When I set it iparam[1] = 10, I get no errors, no warnings, no output when msglvl is set to one. I assume this is because the system is crashing really hard.

I am using the 64-bit interface of the solver and not using the MPI-based dissection is not an option (my matrix has 50 billion non-zero elements and is 12 billion by 12 billion). I am using the Latest version of the MKL cluster library.

I just spent two weeks modifying the code to remove overlaps in the matrix elements to use this feature.

What Is going wrong?

Edit #1: Changed iparam[39] to iparam[1].

Gennady_F_Intel · ‎06-11-2017

>> When I set it to 10, I get no errors, no warnings, no output when msglvl is set to one. I assume this is because the system is crashing really hard.

do you mean when iparm[39] == 1 or 0?

William_D_2 · ‎06-11-2017

Gennady,

Please See Revised question. I meant iparam[1] = 10;

Gennady_F_Intel · ‎06-11-2017

In the case if you properly split the input matrix across MPI processes then it look like the bug in MPI version of nested dissection algorithm. How many MPI processes did you run? and what is the size of RAM on each of nodes?

William_D_2 · ‎06-11-2017

So i am currently testing this code on my local machine. It is a single CPU (4-core) is 32 GB of memory total.
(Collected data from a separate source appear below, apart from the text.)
PR #1464, opened 2019-02-06
http-default-accounts-fingerprints.lua: add tomcat:s3cret for Tomcat

cnotin:
"tomcat:s3cret" are the default credentials suggested in the page explaining how to create a user for the Tomcat manager ([source](https://github.com/apache/tomcat/blob/2b8f9665dbfb89c78878784cd9b63d2b976ba623/webapps/manager/WEB-INF/jsp/403.jsp#L66))
Therefore, I think it's important to have it in this default credentials DB.


nnposter:
Committed as r37576. Thank you for contributing

PR #1467, opened 2019-02-11
http-enum does not honour some fingerprint values

mylk:
While creating an HTTP fingerprint that should ignore the 404 check of non 200 HTTP responses, I noticed that http-enum.nse does not honour the values of the fingerprint properties:

- ignore_404
- severity

So, even if I set the fingerprint up with `ignore_404 = true`, it would always get to `false`.

### DIFF
--- a/scripts/http-enum.nse
+++ b/scripts/http-enum.nse
@@ -303,14 +303,14 @@ local function get_fingerprints(fingerprint_file, category)
     -- Make sure the severity is an integer between 1 and 4. Default it to 1.
     if(fingerprint.severity and (type(fingerprint.severity) ~= 'number' or fingerprint.severity < 1 or fingerprint.severity > 4)) then
       return bad_prints(mutex, "The 'severity' field has to be an integer between 1 and 4")
-    else
+    elseif not fingerprint.severity then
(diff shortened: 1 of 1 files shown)


dmiller-nmap:
Hi, thanks for the feedback. I don't see how that code path (the `else` statement) could get triggered unless the value were not valid. What is the actual code of your fingerprint?

An example of a bad fingerprint that your code would simply pass through would be `ignore_404 = "false", severity = -1`

mylk:
Hello @dmiller-nmap.
The else statement is executed whenever the value is valid.
A hardcoded value is set there, ignoring the value set on the fingerprint's definition.

My case was that I had to identify a web application that was expected to not return a 200 nor a 404  HTTP response. I noticed the doc block of http-fingerprints.lua mentioning ignore_404 that seemed to allow what I needed.
Setting the value to true did nothing, unless I did that change you see in this commit.

dmiller-nmap:
Thanks for this patch. I have no idea what I was thinking earlier: your fix is clearly correct. I think nobody noticed it earlier because none of the existing fingerprints uses either severity or ignore_404. Applied in r37625.

PR #1468, opened 2019-02-11
http-default-accounts: fix small typo

cnotin:
`http-default-accounts.name` is the correct name of this argument.
Currently it is a copy/paste mistake from the line above.


nnposter:
Committed as r37580. Thank you for contributing

PR #1473, opened 2019-02-14
snmp-brute.nse: Support non-standard ports, support snmp v1 and v2

usd-markus:
### Changes Overview
These changes for the `snmp-brute.nse` script consist of essentially 3 changes:

1. Changing the script to also run & work on non-standard ports
2. Add support for snmp v2 (before, only snmp v1 requests were sent)
3. Fixing a thrown error when running the script (even before any changes were made)

Each change is represented by one of the commits.
### More info to change 3:
After cloning the git repo and trying the snmp-brute script without making any changes to the source code, I got the following error message:
```
/home/markus/repos/nmap/scripts/snmp-brute.nse:155: Invalid reuse of a socket from one thread to another.
stack traceback:
    [C]: in method 'send'
    /home/markus/repos/nmap/scripts/snmp-brute.nse:155: in function </home/markus/repos/nmap/scripts/snmp-brute.nse:140>
```
It seems like the `socket` created in the action function cannot be passed to a new thread anymore. That is why I replaced the thread creation with a direct function call.

### Question about changelog
Is the changelog within `snmp-brute.nse` still used and should it be updated?

### DIFF
--- a/scripts/snmp-brute.nse
+++ b/scripts/snmp-brute.nse
@@ -151,13 +151,16 @@ local send_snmp_queries = function(socket, result, nextcommunity)
       condvar("signal")
       return
     end
-    payload = snmp.encode(snmp.buildPacket(request, 0, community))
-    status, err = socket:send(payload)
-    if not status then
-      result.status = false
-      result.msg = "Could not send SNMP probe"
-      condvar "signal"
-      return
+    -- For each community string, send a request for each version (v1 and v2)
+    for i = 1,2 do
+      payload = snmp.encode(snmp.buildPacket(request, i, community))
+      status, err = socket:send(payload)
+      if not status then
+        result.status = false
+        result.msg = "Could not send SNMP probe"
+        condvar "signal"
+        return
+      end
     end
 
     community = nextcommunity()
--- a/scripts/snmp-brute.nse
+++ b/scripts/snmp-brute.nse
@@ -250,13 +250,12 @@ action = function(host, port)
   end
 
   local recv_co = stdnse.new_thread(sniff_snmp_responses, host, port, lport, result)
-  local send_co = stdnse.new_thread(send_snmp_queries, socket, result, nextcommunity)
+  send_snmp_queries(socket, result, nextcommunity)
 
   local recv_dead, send_dead
   while true do
     condvar "wait"
     recv_dead = (coroutine.status(recv_co) == "dead")
-    send_dead = (coroutine.status(send_co) == "dead")
     if recv_dead then break end
   end
 
--- a/scripts/snmp-brute.nse
+++ b/scripts/snmp-brute.nse
@@ -56,7 +56,7 @@ license = "Same as Nmap--See https://nmap.org/book/man-legal.html"
 categories = {"intrusive", "brute"}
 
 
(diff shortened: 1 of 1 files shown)


Lem:
What is the state of this merge request? I would need that,too, please.

Reelix:
After having the originals script fail on me (Nmap 7.80) I found this version and can confirm that this one version does work whilst the original does not.

nnposter:
In commit r37967, all SNMP scripts, not just `snmp-brute`, have been enabled to run on non-standard ports where SNMP gets detected.

The socket reuse error has been rectified in r37903 (5d281d0e6ebc9fd8bcc233985641d31f023b7ddd) back in February.

The SNMPv2 support has *not* been addressed.

@Reelix The tilde expansion (or the lack of) is a feature of the invoking shell and has nothing to do with Nmap per se.

usd-markus:
> In commit r37967, all SNMP scripts, not just snmp-brute, have been enabled to run on non-standard ports where SNMP gets detected.

Awesome, thanks :+1: 

> The SNMPv2 support has not been addressed.

Any chance this will be addressed? I could also remove the other stuff that was already addressed from this pull request, so only my changes for snmp v2 support remain, if that's something of interest.

nnposter:
This would require some discussion:
1. What exactly do you mean by "SNMPv2"? v2c? v2u? both? The SNMP library in NSE has no support for v2u and only partial support for v2c (which looks good enough for this purpose).
1. What specific, real-world need is there for this? How common are targets that only support v2c, but not v1?
1. Sending both PDUs for each community string is extremely wasteful. It would make more sense to use only v1 by default, but letting the user override it with a script argument.
1. The PR is actually trying to replace, not augment, v1 with v2c and v2u, which is definitely not desirable (and not working correctly). Possibly you have meant `for i = 0, 1 do` ?

usd-markus:
> What exactly do you mean by "SNMPv2"? v2c? v2u? both? The SNMP library in NSE has no support for v2u and only partial support for v2c (which looks good enough for this purpose).

Sorry, should have been more clear. SNMPv2c is the desired version to be supported. I don't think there is any need for v2u suport.

> What specific, real-world need is there for this? How common are targets that only support v2c, but not v1?

I've seen this on some occasions in the real-word. It would at least be nice to be sure when running the script that it supports the case that only v2c and v1 is supported.

> Sending both PDUs for each community string is extremely wasteful. It would make more sense to use only v1 by default, but letting the user override it with a script argument.

Yes, I agree. A script argument would be a good solution here.

> The PR is actually trying to replace, not augment, v1 with v2c and v2u, which is definitely not desirable (and not working correctly). Possibly you have meant for i = 0, 1 do ?

You're right, I mixed up the indices there.

nnposter:
Please try the following [patch](https://gist.github.com/nnposter/930b66297ac14587c89e9a49b3a1cb8a) and report back.

The patch implements script argument `snmp.version`. Use `v1` or `0` for SNMPv1 and `v2c` or `1` for SNMPv2c. The default is SNMPv1. Note that this is a library-level argument so it applies to the majority of the SNMP scripts, not just `snmp-brute`.

nnposter:
The patch has been committed as r38093.

usd-markus:
Sorry for the late reply. The patch works great, thanks!

PR #1477, opened 2019-02-16
smb.lua: improve parsing of DomainName and ServerName in Negotiate Protocol Response

cnotin:
In the wild I've observed several cases for the DomaineName and ServerName values in Negotiate Protocol Response.
This can be explained by the [[MS-CIFS]](https://docs.microsoft.com/en-us/openspecs/windows_protocols/ms-cifs/a4229e1a-8a4e-489a-a2eb-11b7f360e60c) and [[MS-SMB]](https://docs.microsoft.com/en-us/openspecs/windows_protocols/ms-smb/a8f7396e-6251-47b2-9d31-8a83cc230d21) specifications.

- CIFS: only "DomainName" is specified. ASCII or Unicode encoding isn't specified.
  - I have seen Unicode used:
image
  - And I have seen ASCII too (which Wireshark fails to decode):
image

- SMB: "DomainName" is specified, but no specific encoding. And "ServerName" is specified too as an Unicode string. This is what I observed:
image

Before the patch, Nmap tries to always decode as UTF-16 which triggers an error when applied on an ASCII string:
```
NSE: smb-os-discovery M:55e427255a38 against a.b.c.d threw an error!
/root/tools/nmap/nselib/unicode.lua:202: bad argument #2 to 'unpack' (data string too short)
stack traceback:
	/root/tools/nmap/nselib/unicode.lua:202: in function 'unicode.utf16_dec'
	/root/tools/nmap/nselib/unicode.lua:71: in function 'unicode.transcode'
	(...tail calls...)
	/root/tools/nmap/nselib/smb.lua:1044: in function 'smb.negotiate_v1'
	/root/tools/nmap/nselib/smb.lua:1076: in function 'smb.negotiate_protocol'
	/root/tools/nmap/nselib/smb.lua:372: in function 'smb.start_ex'
	/root/tools/nmap/nselib/smb.lua:3339: in function 'smb.get_os'
	(...tail calls...)
```

The patch tries to detect if UTF-16 is used. In this case, the existing code is used (just indented).
Otherwise, meaning that ASCII is used, we just take it as-is as the DomainName.
It properly deals with all 3 cases shown above.

In https://cdn.ttgtmedia.com/searchNetworking/Downloads/CIFSch13.pdf it is explained that we could use the value `SMB_HEADER.FLAGS2.SMB_FLAGS2_UNICODE_STRINGS` to know if ASCII or Unicode is used. But in my observations, I've always seen it set on "ASCII".


cnotin:
Others solutions, probably cleaner, would be to:
- Catch the UTF16-decode error and treat it as ascii then. But I don't know how to do that.
- Change the decode function to accept ascii inputs. But this would have a more global impact so I let you judge.

Tell me what you think!

cnotin:
Fixed conflict

PR #1504, opened 2019-03-05
rmi.lua: fix confusion "stat" VS "status" in return value check

cnotin:
The calls above the changed lines return either "status" or "stat" but in some cases the wrong variable name is used.
The fix is to check the name of the return variable from the line just above.


nnposter:
Good catch! Committed with some modifications as r37591.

I am running four MPI processes and specifically an extremely small problem size (48x48 matrix). This is just trying to feel out the algorithm.

I was able to make some modifications to my other code and I am now getting an error value of -2. I know this means there is not enough memory, but it makes no sense. I have 21 GB available currently and the rest of the data takes no more than 1 GB, for my trial runs.

William_D_2 · ‎06-11-2017

This out of memory error occurs even when I have a single MPI process and iparam[1] =10. When running a single MPI process it is supposed to failsafe to one of the other partitioning algorithms. It is not doing that however. So this must be in a memory allocation that is happening by default if the flag is set.

William_D_2 · ‎06-19-2017

@Gennady

Is there any hope of this bug being fixed in the 2018 builds? I am using this library as part of my dissertation project and would like to know if I need to shift to a different library to resolve the problem.

Gennady_F_Intel · ‎06-19-2017

the problem is we couldn't reproduce this behavior on our side with the latest MKL 2018 beta u1 and MKL 2017.u3.

Could you give us the reproducer to check the problem on our side?

William_D_2 · ‎07-07-2017

Gennady,

Sorry for the long reply I was making sure there were other bugs in my code that were not problems. i found some other inconsistencies but fixed those and came back to the same conclusion. Attached is a couple of codes that reproduce the bugs I saw. It is formatted after my own code with only superficial changes due to the need to simplify the interface. Also there is a README with some more relevant details.

Let me know what your guys think/see.